Analysis of conditional mutants in selected RNA polymerase subunits
revealed that two others, in addition to the RPB1 carboxy terminal
domain (CTD), are essential for normal transcriptional activation. In
vitro transcription with extracts prepared from mutants in either of
these two subunits, RPB3 or RPB5, revealed defects in activation by
GAL4-VP16. These data are corroborated in vivo at several promoters
using inducible reporter plasmids and Northern analysis. Consistent with
its abnormal activation phenotype, the RPB5 point mutant maps to a
conserved region of its human counterpart implicated by others to play a
role in activation of human genes.

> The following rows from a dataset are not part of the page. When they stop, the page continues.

PR #4724, opened 2023-05-23
Do not rely on `USE_VST` as VST is a library now

crsib:

Recommended:

### DIFF
--- a/libraries/lib-vst/VSTWrapper.h
+++ b/libraries/lib-vst/VSTWrapper.h
@@ -9,8 +9,6 @@
   Paul Licameli split from VSTEffect.h
 
 **********************************************************************/
-#if USE_VST
-
 #ifndef __AUDACITY_VST_WRAPPER__
 #define __AUDACITY_VST_WRAPPER__
 
@@ -329,5 +327,3 @@ struct VSTMessage : EffectInstance::Message
 };
 
 #endif
-
-#endif // USE_VST
--- a/libraries/lib-vst/VSTEffectBase.cpp
+++ b/libraries/lib-vst/VSTEffectBase.cpp
@@ -22,8 +22,6 @@
 #include "VSTEffectBase.h"
 #include "VSTInstance.h"
 
-#if USE_VST
-
 #include <wx/time.h>
 
 #include "Base64.h"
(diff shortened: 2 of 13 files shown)


libraries/lib-vst/VSTWrapper.h
```diff
@@ -329,5 +327,3 @@ struct VSTMessage : EffectInstance::Message
 };
 
 #endif
-
-#endif // USE_VST
```
Paul-Licameli, line 333: Is this complete?  `USE_VST` occurs in 15 files.

crsib: I have force pushed the updated version.

Paul-Licameli:
It's still incomplete.  USE_VST is still mentioned in src/AboutDialog.cpp and in src/CMakeLists.txt.

About the latter file -- my error, when I extracted lib-vst.  I made a mistake of not deleting lines no longer needed that refer to source files that no longer exist at paths under src/ .

crsib:
I disagree. I have left it in `src/AboutDialog.cpp` as there is no other way to appropriately fill the dialog. However, `AboutDialog` does not rely on `target_compile_definitions`, instead it relies on `config*.h`, which is forcibly included in all translation units by `audacity_append_common_compiler_options`.

Paul-Licameli:
> I disagree. I have left it in `src/AboutDialog.cpp` as there is no other way to appropriately fill the dialog. However, `AboutDialog` does not rely on `target_compile_definitions`, instead it relies on `config*.h`, which is forcibly included in all translation units by `audacity_append_common_compiler_options`.

OK, granted, but please clean up the nonexistent source file paths still in src/CMakeLists.txt, then I'll approve this.

Paul-Licameli:
> I disagree. I have left it in `src/AboutDialog.cpp` as there is no other way to appropriately fill the dialog. However, `AboutDialog` does not rely on `target_compile_definitions`, instead it relies on `config*.h`, which is forcibly included in all translation units by `audacity_append_common_compiler_options`.

OK -- and I was confused about src/effects/VST, I didn't move all of it to libraries

Paul-Licameli (approved):

Ryan-Miller-Audacity:
Tested.

Launch checks and quick VST2 sanity checks performed in MacOS, Windows, and Linux.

In fact, a human-yeast RPB5 chimera
containing this species-specific activation region can now support yeast
cell growth. Cells with activation mutations in both RPB5 and the RPB1-CTD do not display additive or synergistic impairment of activation. The
RPB3 activation mutant contains two point mutations, one in a highly
conserved, eukaryotic-specific, zinc-finger and another in a region
corresponding to the recently defined activation target in the N-terminal domain of the alpha subunit of bacterial RNA polymerase.
Characterization of either RPB3 point mutation alone revealed discrete,
non-overlapping activation defects that were less extreme than those of
the severely crippled double mutant. Our RPB3 data solidifies its
functional relationship with alpha and uncovers new activation target
sites missing in alpha.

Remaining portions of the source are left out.